Comprehensive overview of the multifaceted roles of non-structural proteins of Orthoflavivirus in replication and immunopathology
摘要
The genus Orthoflavivirus, encompassing formidable global pathogens such as Dengue (DENV), Zika (ZIKV), and West Nile (WNV) viruses, utilizes a compact positive-sense RNA genome to encode a sophisticated arsenal of seven non-structural (NS) proteins that dictate the outcome of the host–pathogen standoff. These proteins—NS1, NS2A, NS2B, NS3, NS4A, NS4B, and NS5—function as a multifunctional molecular consortium, where the enzymatic dominance of the NS3 protease/helicase and NS5 polymerase/methyltransferase drives viral proteolysis and genomic synthesis.

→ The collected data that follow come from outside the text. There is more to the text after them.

PR #205, opened 2023-11-08
Settings

Ashwolaa:
Adding three functions to compare parameters
compareParameters : return True if all opts are the same between two parameters
compareStructureParameter  : return True if structures are the same between two parameters
compareValuesParameter : return True if values are the same between two parameters

These functions use respectively the three functions getOpts, getStruct and getValues that are inspired by the Parameter.getValues function which returns an ordered dict.

TODO: 
If the struct is the same, should we make an order dic containing bool information to find mismatch in values or in opts?


Ashwolaa:
The syntax could also be simplified to only compare selected opts but it just requires a bit of work to avoid buggy features. I may look into that later to have a single function to make the OrderedDict.

src/pymodaq/control_modules/daq_move.py
seb5g, line 1: this modification should not be in this PR. I just rebased the settings branch from the pymodaq_dev modification that included this patch. So you should just **fetch the settings branch from upstream** to update your branch and these should be applied automatically

src/pymodaq/control_modules/daq_viewer.py
seb5g, line 1: this modification should not be in this PR. I just rebased the settings branch from the pymodaq_dev modification that included this patch. So you should just **fetch the settings branch from upstream** to update your branch and these should be applied automatically

src/pymodaq/extensions/daq_scan.py
seb5g, line 1: this modification should not be in this PR. I just rebased the settings branch from the pymodaq_dev modification that included this patch. So you should just **fetch the settings branch from upstream** to update your branch and these should be applied automatically

src/pymodaq/utils/parameter/utils.py
seb5g, line 1: this seems fine but I would like you to write the tests to make sure your methods are doing what is expected of them. I'm sure you tested them on a few examples, so it should be fairly straightforward. If you don't know how/where to start, send me the things you tested so far and I'll include them in a test framework

src/pymodaq/utils/parameter/utils.py
```diff
@@ -33,6 +34,38 @@ def get_param_path(param):
         param = param.parent()
     return path[::-1]
 
+def getOpts(param:Parameter,):
+    """Return a tree of all opts that are children of this parameter"""
```
seb5g, line 38: include doscstring following numpy style

src/pymodaq/utils/parameter/utils.py
```diff
@@ -33,6 +34,38 @@ def get_param_path(param):
         param = param.parent()
     return path[::-1]
 
+def getOpts(param:Parameter,):
```
seb5g, line 37: you can also add the expected return type

src/pymodaq/utils/parameter/utils.py
seb5g: actually this is the same remark for all your methods!

seb5g (changes requested):
Good job but require some polishing and tests!

src/pymodaq/control_modules/daq_move.py
Ashwolaa: I am not sure I got that point, I tried with the current procedure but it did not do much:
I added the upstream
**git remote add upstream https://github.com/PyMoDAQ/PyMoDAQ.git**
Then fetching
**git fetch**
But nothing seems to happens in the PR 

If instead I want to sync the fork I either need to discard the 12 commits or merge it on my own.

Ashwolaa:
I noted a maybe not so unexpected behavior:
- if one would load settings in a daq_viewer from a different detector, the settings tree would correctly update
- if one would then press init detector, the detector would be initialized from the settings tree and not from the daq_type, detector combo box.
So when we load settings, should these two values be updated directly? Or should they be discarded to only be included in the settings tree (with the push button + LED, etc...) ? Or should this button not be accessible for daq_viewer/move?

seb5g:
as you say it's not really unexpected, it's just that normally the settings update/loading is only done from the selection of the detector/actuator type. I believe the load settings button should not be appearing in that particular case (as you suggested) but only the save/update.  Could you also work on the documentation to explain your new feature related to the parameter manager? I've added a (empty) section in the developer documentation about this that would need to be completed. Could you describe your part of the thing?

Ashwolaa (commented):
test and numpy style have been implemented

src/pymodaq/utils/parameter/utils.py
seb5g: I don't like the fact to modify the widget depending on what is in your action_list. I would leave the ParameterWidget as it is with all actions. Then depending the action list in the ParameterManager, We would show (or not) the corresponding action (button) using a setVisible method. It means also the connection will always be there between the button and the corresponding method but is the button is not visible, the user cannot trigger the action so we're fine. Like this the object stay always the same, it is just we are allowing or not some of its features. And by default, I would allow all actions  (in the __init__)

src/pymodaq/utils/parameter/utils.py
```diff
@@ -34,6 +35,86 @@ def get_param_path(param):
...
+        Parameters
+        ----------
+        param1: Parameter
+        param2: Parameter   
+        
+        Returns
+        -------
+        Bool    
+    """    
+    return getStruct(param1)==getStruct(param2)
```
seb5g, line 104: add a space around the ==

src/pymodaq/utils/parameter/utils.py
```diff
@@ -34,6 +35,86 @@ def get_param_path(param):
...
+        Parameters
+        ----------
+        param1: Parameter
+        param2: Parameter   
+        
+        Returns
+        -------
+        Bool    
+    """    
+    return getValues(param1)==getValues(param2)
```
seb5g, line 117: add a space around the ==

src/pymodaq/utils/parameter/utils.py
```diff
@@ -52,7 +133,8 @@ def iter_children(param, childlist=[]):
     """
     for child in param.children():
         childlist.append(child.name())
-        if 'group' in child.type():
+        if child.hasChildren():
```
seb5g, line 136: ok

seb5g (changes requested):

src/pymodaq/utils/parameter/utils.py
Ashwolaa: _I don't like the fact to modify the widget depending on what is in your action_list. I would leave the ParameterWidget as it is with all actions. Then depending the action list in the ParameterManager, We would show (or not) the corresponding action (button) using a setVisible method. It means also the connection will always be there between the button and the corresponding method but is the button is not visible, the user cannot trigger the action so we're fine. Like this the object stay always the same, it is just we are allowing or not some of its features. And by default, I would allow all actions (in the init)_

You are right, I did not make full use of the add_action function which allows to define if it should be visible or not.
I added it in the setup_actions, the button is only showed if its associated action is given in the action list

src/pymodaq/utils/managers/parameter_manager.py
```diff
@@ -3,22 +3,19 @@
...
-from pymodaq.utils.parameter import Parameter, ParameterTree, ioxml
+from pymodaq.utils.parameter import Parameter, ParameterTree, ioxml, utils
 from pymodaq.utils.gui_utils.file_io import select_file
 from pymodaq.utils.config import get_set_config_dir
 
 
 class ParameterTreeWidget(ActionManager):
 
-    def __init__(self):
+    def __init__(self,action_list=[]):
```
seb5g, line 13: add a space after the comma

src/pymodaq/utils/managers/parameter_manager.py
```diff
@@ -29,22 +26,30 @@ def __init__(self):
 
         self.tree.setMinimumWidth(150)
         self.tree.setMinimumHeight(300)
+        
+        self.setup_actions(action_list) # Making the button
+        if len(action_list) != 0: # If no action allowed, no need for splitter
```
seb5g, line 31: I don't like having a widget in some cases and not in other cases because if one calls it from an external program it could lead to an error... Its no big deal to leave the splitter especially because it is closed by default...

src/pymodaq/utils/managers/parameter_manager.py
```diff
@@ -29,22 +26,30 @@ def __init__(self):
...
+            self.widget.layout().addWidget(self.tree)
 
-        self.splitter.addWidget(toolbar)
-        self.splitter.addWidget(self.tree)
-
-        self.splitter.setSizes([0, 300])
-        self.setup_actions()
-
-    def setup_actions(self):
+    def setup_actions(self,action_list:list = []):
```
seb5g, line 41: add space after comma

src/pymodaq/utils/managers/parameter_manager.py
```diff
@@ -29,22 +26,30 @@ def __init__(self):
...
-
         See Also
         --------
         ActionManager.add_action
         """
-        self.add_action('save_settings', 'Save Settings', 'saveTree', "Save Settings")
-        self.add_action('load_settings', 'Load Settings', 'openTree', "Load Settings")
+        self.add_action('save_settings', 'Save Settings', 'saveTree', "Save current settings in an xml file",
+                        visible='save' in action_list)
+        self.add_action('update_settings', 'Update Settings', 'updateTree', "Update the settings from an xml file, the settings structure loaded must be identical to the current one",
```
seb5g, line 49: I think the line is a bit long and should exceed the authorized length just before "Update the settings ... enter a new line

src/pymodaq/utils/managers/parameter_manager.py
```diff
@@ -29,22 +26,30 @@ def __init__(self):
...
+                        visible='update' in action_list)                
+        self.add_action('load_settings', 'Load Settings', 'openTree', "Load current settings from an xml file, the current settings structure is erased and is replaced by the new one",
```
seb5g, line 51: same as above

seb5g (changes requested):

seb5g (approved):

Simultaneously, the hydrophobic scaffolds of NS2A, NS4A, and NS4B orchestrate the biogenesis of endoplasmic reticulum-derived replication organelles, providing a privileged microenvironment that shields viral RNA from cellular sensors. Beyond replication, these proteins serve as the frontline of immune evasion; the secreted lipoprotein NS1 acts as a potent virulence factor by triggering "cytokine storms" and vascular permeability, while NS5 and the NS4 complex potently suppress Type I Interferon (IFN) signalling by intercepting the RIG-I/MDA5-MAVS axis and inducing the degradation of STAT transducers. Given the rapid expansion of mosquito vectors and the persistent absence of broad-spectrum antivirals, reviewing the structural biology and interactomes of these NS proteins is a critical priority for global biosecurity. By synthesising the current understanding of these "molecular architects," this review highlights how targeting the conserved interfaces of the replication complex can bridge the "therapeutic gap," offering a pathway toward universal countermeasures against current and emerging threats.